Whether solar power satellites become a reality will ultimately depend on the willingness of telecommunications and electric utility companies to enter the space power business. So far, neither industry has shown much interest. But then, they are for the most part unaware of the commercial possibilities. One has to know that an option exists to choose it. Thirty years ago, communications satellites were a novelty. Ten years ago, no one had heard of the Internet.

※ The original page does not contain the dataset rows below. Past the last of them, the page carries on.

PR #152, opened 2024-09-05
Fix `test_process_optimizes_image`

Stormheg:
On my machine, one optimized version is 56kb smaller which surpasses the allowed tolerance but not in a negative way.

This PR addresses that issue uses `assertAlmostEqual` instead because it's delta parameter is clearer than a factor.


zerolab (approved):
no complaints from me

What is certain is that the present push for deregulation has led to a scramble on the part of telecommunications, computer, cable TV, and utilities industries to enter each others' markets. Some electric power companies want to enter the telecommunications business as a way of capitalizing on the huge investment in wire and cable that reaches virtually every building in the country. It makes equal sense to propose that communications companies enter the power business. In practice, consortiums of power and communications companies might develop the proposed technology together.

No single piece of this technology poses a fundamental stumbling block. The physics of photovoltaic cells and microwave generation are well understood. To move to the next stage, though, will require a demonstration that all the pieces of this system can work together: the solar panels, the phased-array microwave antennas, the receiving stations that separate the data signals from the power beams, and the computers that tell the satellites where on the ground to aim the beams. NASA could accelerate this development tremendously by placing into orbit a prototype of a solar power satellite.

The benefits are too large to walk away from. A network of solar power satellites such as what we propose could supply the earth with 10 to 30 trillion watts of electrical power - enough to satisfy the needs of the human race through the next century. Solar power satellites thus offer a vision in which energy production moves off the earth's surface, allowing everyone to live on a "greener" planet. Consider the philosophical implications: no longer need humankind see itself trapped on spaceship earth with limited resources. We could tap the limitless resources of space, with the planet preserved as a priceless resource of biodiversity.